As predicted, Kilauea erupted violently on Thursday morning, spewing lava bombs and ash into the atmosphere.

Kilauea is causing huge fissures to rip open the ground on the Big Island, with 22 now exposed in Puna.

Reporting in the early hours of Friday morning in Hawaii, Matt Gutman said: “You can see it gurgling and bubbling that lava dozens of feet into the air.

“What’s incredible is that we are actually seeing molten rock ooze down the hill. That rock is 1100 degrees. You can see it over there another fissure bursting and just beyond that trees, smoking, they have just been lit on fire.

Perhaps the oddest report made during this continuing natural disaster was the fact that golfers were continuing to enjoy the greens at the Volcano Golf Club prior this major eruption.

Since the Thursday eruption, there is a new term that is now entering the collective vocabulary: Vog.

Vog (volcanic emissions + smog) results when sulfur dioxide and other gases react with oxygen and moisture in the presence of sunlight and is now the reason thousands of dust masks are now being distributed to Hawaiians.

Hawaii County officials had distributed about 2,000 N95 masks, but cautioned that they would not protect against gases and vapors.

The sulfur dioxide was an immediate concern to people living near the fissures. However, the ash was ranging farther from the mountain. Winds blowing a plume emanating from crater 30,000 feet in the air were mostly directing it away from people.

The event has sent Hawaiian homeowners on a quest to get volcano protection included in insurance policies.

…Because the community sits in a zone deemed by the U.S. Geological Survey to have a high risk of lava, few insurance companies will issues policies there.

But homeowners are not without options. One possibility is the Hawaii Property Insurance Association, a nonprofit collection of insurance companies created by state lawmakers in 1991 to provide basic property insurance for people who are unable to buy coverage in the private market.

The horror of seeing houses turned to ash has motivated some people who went without insurance to scramble to purchase a policy. The association announced last week that it would issue policies to uninsured homeowners in the affected area – but they will have to wait six months.

May 18th was the 38th anniversary of the eruption of Mt. St. Helens in Washington. One worry that has been expressed is that there will be a more violent eruption of Kilauea that will impact the region as significantly as the Northwest’s infamous volcano.

Such a massive eruption will not occur because the chemistries and geology of the two volcanoes are different. Hawaiian magmas are “runnier” because they contain more metal and less silica.

“It’s like if you’re blowing bubbles in milk versus blowing bubbles into yogurt.
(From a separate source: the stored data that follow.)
Issue #4756, opened 2017-11-20
[Tabs] Remove stray dark line underneath Debugger tab strip


violasong:
Easiest fix is to simply remove the background-color from .editor-pane.

Ideally, could instead figure out why there's this 1px-tall extra bottom spacing in the first place.

Here it is highlighted in red:
![image](https://user-images.githubusercontent.com/55994/33043790-760f79d0-cdfb-11e7-8147-e5d03cbfccb5.png)

Bonus nitpick:
![image](https://user-images.githubusercontent.com/55994/33043836-988a30ea-cdfb-11e7-82c7-97c15e2c58dd.png)
After removing background-color from .editor-pane I see this tiny gray line right at the top of the line number gutter that's making that little area look weird. Would be cool if we could get rid of that too.

pradeepgangwar:
@codehag This issue looks fixed. Please close this to avoid confusion. 😃

violasong:
It looks like this is happening again in Nightly:
<img width="566" alt="image" src="https://user-images.githubusercontent.com/55994/37616237-826f8fd4-2b6c-11e8-8120-3b770e5f199e.png">

jasonLaster:
I'm seeing it in nightly as well

Malachi-Holden:
I am not able to replicate this issue.
I am using Ubuntu 16.04, with Firefox nightly Version 61.0a1 (2018-04-03) (64-bit)
![screenshot from 2018-04-03 14-22-47](https://user-images.githubusercontent.com/35282360/38267959-ec756054-374a-11e8-8521-6eff49c76f71.png)

darkwing:
This should be gone now, I've not seen in ages

PR #4598, opened 2017-11-06
Panel fixes

jasonLaster:
### Summary of Changes

@jbhoosreddy and I looked at some panel bugs today and fixed some of the big ones

* gap in the welcome box
* jump to line when selecting a breakpoint
* jump to line when stepping
* gutter disappearing while stepping

I'll add some mochitests for the gutter and jumping, they're tougher to test because we need to actually test to see if the line is "visible" not just highlighted 

screen shot 2017-11-05 at 6 12 58 pm

PR #4762, opened 2017-11-21
#4756 Remove stray line

cristidrg:
Associated Issue: #4756 

### Summary of Changes
Modified header variable to actually match the given value: https://github.com/devtools-html/debugger.html/blob/master/src/components/Editor/Tabs.css#L8

### Test Plan
Visual change, looks neat now.

### Screenshot
The issue was actually always there, not just in the dark theme. See the picture below:
purple

It was not obvious in the other themes because the background was white.

### DIFF
--- a/src/components/Editor/Editor.css
+++ b/src/components/Editor/Editor.css
@@ -9,7 +9,7 @@
   --editor-second-searchbar-height: 27px;
   --debug-line-error-border: rgb(255, 0, 0);
   --debug-expression-error-background: rgba(231, 116, 113, 0.3);
-  --editor-header-height: 29px;
+  --editor-header-height: 30px;
 }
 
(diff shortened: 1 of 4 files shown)


codehag:
Hi! Thanks for the pr!

A bit of context around this, since I recently merged a pr changing this same line. it used to be 29px, but was changed to 30px because of this bug: https://github.com/devtools-html/debugger.html/pull/4598

the code is visible under the panel in certain situations. Can you do a bit more investigation and see if there is a better solution that will fix both?

cristidrg:
Sure, I will take a look later today !

Thanks for the additional info

codehag:
@cristidrg thanks for taking a look at that! looks good, i will merge once travis agrees!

If you blow bubbles into yogurt, it’s going to take longer for that gas to be released, and when it releases, its going to fling yogurt in your face,” [ Erika Rader, a volcanologist at the University of Idaho] says.

As a reminder of the Mt. St. Helens disaster, here is video:

57 people died during the 1980 event, which generated 540 million tons of ash. Mot of the volcano’s victims succumbed to asphyxiation by gases or hot ash. While there are no reports of death and serious injury, I urge those who want to get “up close and personal” with the volcano to be cautious.

The dust masks will not offer protection from toxic gases or refrigerator-sized lava bombs.